Mastectomy scars of transman (woman).

Doodledog Tue 26-Jul-22 13:20:42

I can assure you that any professional working with children will have had hours (probably hundreds of hours in total, after a few years in the job) of how to handle gender related issues.

What is the justification for spending so much on 'gender-related issues' in cash-strapped schools, though? Shouldn't schools be where children go to be educated, not to explore issues like 'gender', which many believe is a concept that was created by Stonewall in order to divert ££££ into their coffers?

I don't think for a minute that teachers or other staff deliberately 'promote' the idea of transitioning - that does have overtones of Thatcherite thinking on homosexuality - but the idea that was discussed upthread about children being referred if they express dissatisfaction with their changing bodies is unnerving. I am also uneasy with the view that school staff should somehow 'protect' children from their parents, if the parents don't buy into the current stage of gender ideology. There have been comments on here about how it is a good thing that schools teach tolerance and acceptance of difference, as not all parents are up to the job. It is perfectly possible to be tolerant and accepting of difference without agreeing that there are 100 'genders' or whatever the current notion happens to be.

As we all seem to agree, children have been dissatisfied with their changing bodies for generations, yet it is only very recently that the idea that they might feel 'out of alignment' with their sex. Previously it was all about reassuring them that 'normal' covers a range of shapes, sizes and behaviours - what has changed to force conformity onto vulnerable children?

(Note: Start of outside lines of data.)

PR #1188, opened 2025-04-25
pre-commit configs updated with Ruff

marslanabdulrauf:
https://github.com/mitodl/hq/issues/7143

This PR:
1. Replaces pylint with Ruff
2. Updates pre-commit
3. Runs pre-commit on all files


umar8hassan (approved):
Looks Good 👍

If, as was also suggested upthread, the target market for the book in the OP is trans-identifying parents, it seems to me to be falling very wide of the mark. Surely they would know the answers to any questions their children might have about the subject, and if they wanted very young children to know that Mummy or Daddy has transitioned they would have told them? It seems to me to be pushing an agenda in the way that Frollo does in the Disney version of The Hunchback of Notre Dame

GagaJo Tue 26-Jul-22 13:08:04

Mollygo

GJ, it’s not “you can’t stop them’, it’s the danger of supporting it or even recommending it as some on GN have been seen to do with no mention of giving information about the potential problems their actions might cause them.
You can’t stop children obtaining puberty blockers on the internet, and all the hype seems to normalise this step, but warning of the dangers and the potential future harm seems to come a long way down the list of things to say, even to 16 year olds.
Whilst offering support and understanding to those with gender dysphoria who are desperately unhappy and think their lives would be better as the opposite gender we have a responsibility to make them aware of the possible future effects of what they desire. (Although telling 16 year olds something they don’t want to hear is rarely effective.)

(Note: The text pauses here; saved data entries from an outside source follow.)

PR #1189, opened 2025-04-30
Video matching from edX to OVS fixed

marslanabdulrauf:
https://github.com/mitodl/hq/issues/5334

This PR:
1. Fix the matching query to find videos

### How can this be tested?
1. Make sure your setup is complete and integrated with edX

**Management Command**
1. Replace [Line](https://github.com/mitodl/odl-video-service/blob/master/ui/api.py#L106) with `"edx_video_id": str(uuid4(),` make sure to import `uuid4`
3. Upload video --  Verify from edX. you can also use API `/api/val/v0/videos/` to get the list of videos from edX
4. OVS video key and edX video id should be different
5. Run the management command `python manage.py sync_video_key_with_edx`
6. Validate that now edX and OVS have same keys

**Overall Testing**
1. Please follow the steps from above till you have different keys on both systems
2. Run re-transcode on the Video to verify if everything is working fine
3. Run Management command to sync the keys
4. Run re-transcode again to see if everything is working as expected.

### DIFF
--- a/ui/management/commands/sync_video_key_with_edx.py
+++ b/ui/management/commands/sync_video_key_with_edx.py
@@ -1,5 +1,6 @@
 """Management command to sync video keys with edX"""
 
+from datetime import datetime
 from urllib.parse import urlencode
 import requests
 from django.core.management.base import BaseCommand
@@ -60,15 +61,16 @@ class Command(BaseCommand):
                     )
                     self.stdout.write(self.style.ERROR(str(exc)))
 
-            group_by_key = {}
+            latest_videos_by_created_at = {}
             for video in course_videos:
                 key = video.get("encoded_videos", [{}])[0].get("url", "").split("/")[-2]
-                group_by_key.setdefault(key, []).append(video)
-
-            latest_videos_by_created_at = {
-                key: max(videos, key=lambda x: x.get("created", "1970-01-01"))
-                for key, videos in group_by_key.items()
-            }
+                created = datetime.fromisoformat(video.get("created", "1970-01-01"))
+                if (
+                    key and key not in latest_videos_by_created_at
+                ) or created > datetime.fromisoformat(
+                    latest_videos_by_created_at[key].get("created", "1970-01-01")
+                ):
+                    latest_videos_by_created_at[key] = video
 
             for vid_key, vid in latest_videos_by_created_at.items():
                 Video.objects.filter(
--- a/ui/management/commands/sync_video_key_with_edx.py
+++ b/ui/management/commands/sync_video_key_with_edx.py
@@ -61,8 +61,14 @@ class Command(BaseCommand):
                     self.stdout.write(self.style.ERROR(str(exc)))
 
             for vid in course_videos:
-                Video.objects.filter(title=vid.get("client_video_id")).update(
-                    key=vid.get("edx_video_id")
+                vid_key = (
+                    vid.get("encoded_videos", [{}])[0].get("url", "").split("/")[-2]
+                )
+                Video.objects.filter(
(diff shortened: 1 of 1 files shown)


ui/management/commands/sync_video_key_with_edx.py
```diff
@@ -61,8 +61,14 @@ def handle(self, *args, **options):
...
 
             for vid in course_videos:
-                Video.objects.filter(title=vid.get("client_video_id")).update(
-                    key=vid.get("edx_video_id")
+                vid_key = (
+                    vid.get("encoded_videos", [{}])[0].get("url", "").split("/")[-2]
+                )
+                Video.objects.filter(
+                    title=vid.get("client_video_id"), key=vid_key
+                ).update(key=vid.get("edx_video_id"))
```
umar8hassan, line 69: @marslanabdulrauf, as discussed, if we have duplicate data in edX after re-transcoding, I assume we should update the OVS Video object with the latest relevant `edx_video_id`. However, in this loop, the Video object is updated with the `2nd` ID it gets from the EdX API. Because subsequent loops do not find any object with `key=vid_key` after its key has been updated. We get a time field, `created`, for each video in the EdX API results.
Can you confirm if we still have duplicate data in EdX? And we should use the latest? Is the video list from EdX sorted, or should we sort on `created`?

umar8hassan (changes requested):

ui/management/commands/sync_video_key_with_edx.py
```diff
@@ -60,9 +60,22 @@ def handle(self, *args, **options):
...
-                    key=vid.get("edx_video_id")
+            group_by_key = {}
+            for video in course_videos:
+                key = video.get("encoded_videos", [{}])[0].get("url", "").split("/")[-2]
+                group_by_key.setdefault(key, []).append(video)
+
+            latest_videos_by_created_at = {
+                key: max(videos, key=lambda x: x.get("created", "1970-01-01"))
+                for key, videos in group_by_key.items()
+            }
```
umar8hassan, line 71: we should avoid nested loops if there can be many videos per course. maybe try something like this: 
```
for video in course_videos:
    url = video.get("encoded_videos", [{}])[0].get("url", "")
    if not (key := url.split("/")[-2]):
        continue

    current_created = video.get("created", "1970-01-01")
    latest = latest_videos_by_key.get(key)

    if not latest or current_created > latest.get("created", "1970-01-01"):
        latest_videos_by_key[key] = video
```

umar8hassan (changes requested):

ui/management/commands/sync_video_key_with_edx.py
```diff
@@ -60,9 +61,23 @@ def handle(self, *args, **options):
...
-                    key=vid.get("edx_video_id")
+            latest_videos_by_created_at = {}
+            for video in course_videos:
+                key = video.get("encoded_videos", [{}])[0].get("url", "").split("/")[-2]
+                created = datetime.fromisoformat(video.get("created", "1970-01-01"))
+                if (
+                    key and key not in latest_videos_by_created_at
+                ) or created > datetime.fromisoformat(
+                    latest_videos_by_created_at[key].get("created", "1970-01-01")
+                ):
```
umar8hassan, line 72: Same here. If we get `key=""`, it will raise a `KeyError`. This should be as:
```suggestion
                if key and (
                    key not in latest_videos_by_created_at
                 or created > datetime.fromisoformat(
                    latest_videos_by_created_at[key].get("created", "1970-01-01")
                )):
```

umar8hassan (changes requested):

umar8hassan (approved):
Looks Good 👍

Who recommended it? I read the trans threads and have seen no one recommending it.

Buying online drugs. How are you going to police that? (I'm not supporting it, btw, just a rhetorical question).

I completely agree with your final sentence. They dismiss anything that 1) Comes from sources they don't trust (aka adults/parents) 2) Comes from those who disagree with them 3) Comes from those they think don't listen to them.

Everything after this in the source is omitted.